I've considered using a frames solution, but this is a business site and I have concerns about direct linking off of search engines as well as other frame issues.
What the hell do I do on this? I'm familiar enough with PHP to suspect that my solution may lie there. I need some advice or direction on this issue.
How do I create a liquid site that has a fixed width graphic header on EVERY PAGE without using frames(I can't talk this guy out of this crazy stuff; he just refuses to listen; I'm getting him to sign waiver after waiver and I don't think I'll use this site in a portfolio at all) ?
I think it's a bad idea, but yes you could do that.
The problem is doing that for the first page that the user visits on the site during any session.
Resolutions takes some serious pratice learning to deal with. The best page I've ever made so far, that works with all resoltutions, uses % measuements in all my widths and heights through out the page so my content resizes with the screen. % mesausements are based on the browser window size not your resolution. Thus, if you resize your browser window to tinne-tiny, when using % measurements, everything in the page will shrink with it -- even though you haven't changed your screen resoltuion.
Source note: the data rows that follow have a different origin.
PR #262, opened 2021-06-14
Fixes integration test issues

mvadari:

This PR fixes issues that Github Actions had with installing the `aiounittest` module in python3.7, which is used for testing. It also fixes some other errors that were found along the way.

### Context of Change

@ledhed2222 ran integration tests on the latest commit on master last week and discovered that the tests were failing. We need to pass these tests before we can release v1.1.

### Type of Changes

## Test Plan

Integration test CI passes.


xrpl/asyncio/clients/json_rpc_base.py
```diff
@@ -38,7 +38,7 @@ async def request_impl(self: JsonRpcBase, request: Request) -> Response:
 
         :meta private:
         """
-        async with AsyncClient() as http_client:
+        async with AsyncClient(timeout=10.0) as http_client:
```
mvadari, line 41: default timeout is 5.0s, some integration tests were failing intermittently because they timed out

ledhed2222 (approved):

And vice-versa -- if you expand your browser window, all the % content grows with the page.
It won't happen if you went one step futher by putting your body content into a DIV/container that has a set width and height in pixels.
Then, since everything contained within the DIV will be in % measurements, all of the tags/elements will "grow" or "shrink" to the appropiate size.
Last edited by Ultimater; 09-05-2005 at 09:37 AM.
It's true that CSS can't detect the screen's resolution, however, CSS can be used to make fluid width layouts.